The output must reproduce each line of the data word for word.

▸ EXCERPTED DATA
************

PR #2769, opened 2023-09-13
[PM-3726] prevent legacy user login

jlf0dev:
## Type of change
- [x] Bug fix
- [ ] New feature development
- [ ] Other

## Objective

Prevent legacy users from logging in and direct them to the web vault for migration.

## Code changes

Legacy users are detected early in the `AuthService.LoginHelper` by checking for the existence of a local hashed password (meaning MP was used to login) and the absence of a `IdentityToken.Key`. We can then return early before the authentication process and prevent any state from being set.
- **LockPageViewModel.cs:** Prevents unlocks for legacy users. Most of these changes are formatting. I split out the `SubmitAsync` method into `UnlockWithPinAsync` and `UnlockWithMasterPasswordAsync`. I also am catching any `LegacyUserException` errors now in the `SubmitAsync` method in order to process them.
- **BaseLockPasswordViewController.cs:** Duplicate changes as `LockPageViewModel`
- **LoginPageViewModel.cs:** Prevent logins for legacy users. **Note:** Instead of using the `LegacyUserException` like on the LockPage, I have added `AuthResult.RequiresEncryptionKeyMigration`. The clients repo couldn't use an exception in the same way so I decided to keep the models similar.
- **AuthService.cs:** If a user is logging in with their MP, we can determine if they are a legacy user and return early.
- **CryptoService.cs:** Add `ValidateUserKeyAsync` and `IsLegacyUserAsync` for legacy user detection. Throw exceptions from migration methods if a legacy user is detected.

************

▸ WRITTEN SOLUTION
PR #2769, opened 2023-09-13
[PM-3726] prevent legacy user login

jlf0dev:
## Type of change
- [x] Bug fix
- [ ] New feature development
- [ ] Other

## Objective

Prevent legacy users from logging in and direct them to the web vault for migration.

## Code changes

Legacy users are detected early in the `AuthService.LoginHelper` by checking for the existence of a local hashed password (meaning MP was used to login) and the absence of a `IdentityToken.Key`. We can then return early before the authentication process and prevent any state from being set.
- **LockPageViewModel.cs:** Prevents unlocks for legacy users. Most of these changes are formatting. I split out the `SubmitAsync` method into `UnlockWithPinAsync` and `UnlockWithMasterPasswordAsync`. I also am catching any `LegacyUserException` errors now in the `SubmitAsync` method in order to process them.
- **BaseLockPasswordViewController.cs:** Duplicate changes as `LockPageViewModel`
- **LoginPageViewModel.cs:** Prevent logins for legacy users. **Note:** Instead of using the `LegacyUserException` like on the LockPage, I have added `AuthResult.RequiresEncryptionKeyMigration`. The clients repo couldn't use an exception in the same way so I decided to keep the models similar.
- **AuthService.cs:** If a user is logging in with their MP, we can determine if they are a legacy user and return early.
- **CryptoService.cs:** Add `ValidateUserKeyAsync` and `IsLegacyUserAsync` for legacy user detection. Throw exceptions from migration methods if a legacy user is detected.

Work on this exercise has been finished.